/Logistic-Regression

The classification goal is to predict whether the client will subscribe (1/0) to a term deposit (variable y).

Primary LanguageJupyter Notebook

Logistic-Regression

The classification goal is to predict whether the client will subscribe (1/0) to a term deposit (variable y). The dataset comes from the UCI Machine Learning repository, and it is related to direct marketing campaigns (phone calls) of a Portuguese banking institution.

Logistic Regression is a Machine Learning classification algorithm that is used to predict the probability of a categorical dependent variable. In logistic regression, the dependent variable is a binary variable that contains data coded as 1 (yes, success, etc.) or 0 (no, failure, etc.). In other words, the logistic regression model predicts P(Y=1) as a function of X.

Logistic Regression Assumptions

  1. Binary logistic regression requires the dependent variable to be binary.

  2. For a binary regression, the factor level 1 of the dependent variable should represent the desired outcome.

  3. Only the meaningful variables should be included.

  4. The independent variables should be independent of each other. That is, the model should have little or no multicollinearity.

  5. The independent variables are linearly related to the log odds.

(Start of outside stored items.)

PR #2675, opened 2021-08-18
Add Python 3.10 to CI

cmarqu:
rc1 is out: https://docs.python.org/3.10/whatsnew/3.10.html
This is with `may_fail` for now.

### DIFF
--- a/.github/workflows/regression-tests.yml
+++ b/.github/workflows/regression-tests.yml
@@ -100,6 +100,13 @@ jobs:
             python-version: 3.9
             os: ubuntu-20.04
 
+          - sim: icarus
+            sim-version: apt
+            lang: verilog
+            python-version: "3.10.0-alpha - 3.10"
+            os: ubuntu-20.04
+            may_fail: true
+
             # Test Icarus dev on Ubuntu
 
           - sim: icarus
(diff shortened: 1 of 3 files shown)


.github/workflows/regression-tests.yml
```diff
@@ -100,6 +100,12 @@ jobs:
             python-version: 3.9
             os: ubuntu-20.04
 
+          - sim: icarus
+            sim-version: apt
+            lang: verilog
+            python-version: "3.10"
```
marlonjames, line 106: Maybe this works?
```suggestion
            python-version: "3.10.0-rc - 3.10"
```

cmarqu: Ah yes, range syntax, thanks. I'm going to use https://github.com/actions/setup-python/issues/20#issuecomment-896221379 now as that is proven to work.

tox.ini
```diff
@@ -1,6 +1,6 @@
 [tox]
 # when changing this list, adapt CONTRIBUTING.md accordingly:
```
ktbarrett, line 2: Does this not count as "supporting" 3.10? If it is you should add the new version to CONTRIBUTING.md per the comment.

ktbarrett (approved):

PR #2677, opened 2021-08-19
Make `create_task` public

### LINKED ISSUE #2665: Make `cocotb.scheduler.create_task` a public API
By creating a top-level alias `cocotb.create_task`. This function will turn a coroutine into a Task, but will not schedule it. Later the user can schedule that Task using `cocotb.start_soon` or `cocotb.start`.

ktbarrett:
Closes #2665. Blocked by #2670.

### DIFF
--- a/cocotb/__init__.py
+++ b/cocotb/__init__.py
@@ -196,6 +196,18 @@ async def start(coro: Union[RunningTask, Coroutine]) -> RunningTask:
     return task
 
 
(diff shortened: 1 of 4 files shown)


marlonjames (commented):
Add `create_task` to the docs by the other functions.
It might be worth using a note or warning in the docstring about not scheduling the new task, given the behavior is different than `asyncio`.

marlonjames (approved):

PR #2678, opened 2021-08-19
Replace deprecated distutils

### LINKED ISSUE #2676: Replace distutils
We should replace our usage of `distutils` soonish:  `DeprecationWarning: The distutils package is deprecated and slated for removal in Python 3.12. Use setuptools or check PEP 632 for potential alternatives`

This is reported with Python 3.10, see https://github.com/cocotb/cocotb/pull/2675/checks?check_run_id=3364741779#step:25:199 for an example.

cmarqu:
distutils.version has been vendored in.

Closes #2676.

### DIFF
--- a/cocotb/_vendor/distutils_version.py
+++ b/cocotb/_vendor/distutils_version.py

  6. Logistic regression requires quite large sample sizes.

SMOTE algorithm

SMOTE algorithm(Synthetic Minority Oversampling Technique) is used for the over sampling purpose.It creates synthetic (not duplicate) samples of the minority class. Hence making the minority class equal to the majority class. SMOTE does this by selecting similar records and altering that record one column at a time by a random amount within the difference to the neighbouring records.At a high level, SMOTE:

  1. Works by creating synthetic samples from the minor class (no-subscription) instead of creating copies.

  2. Randomly choosing one of the k-nearest-neighbors and using it to create a similar, but randomly tweaked, new observations.

Recursive Feature Elimination

Recursive Feature Elimination (RFE) is based on the idea to repeatedly construct a model and choose either the best or worst performing feature, setting the feature aside and then repeating the process with the rest of the features. This process is applied until all features in the dataset are exhausted. The goal of RFE is to select features by recursively considering smaller and smaller sets of features.

ROC Curve

ROC curves typically feature true positive rate on the Y axis, and false positive rate on the X axis. This means that the top left corner of the plot is the “ideal” point - a false positive rate of zero, and a true positive rate of one. This is not very realistic, but it does mean that a larger area under the curve (AUC) is usually better.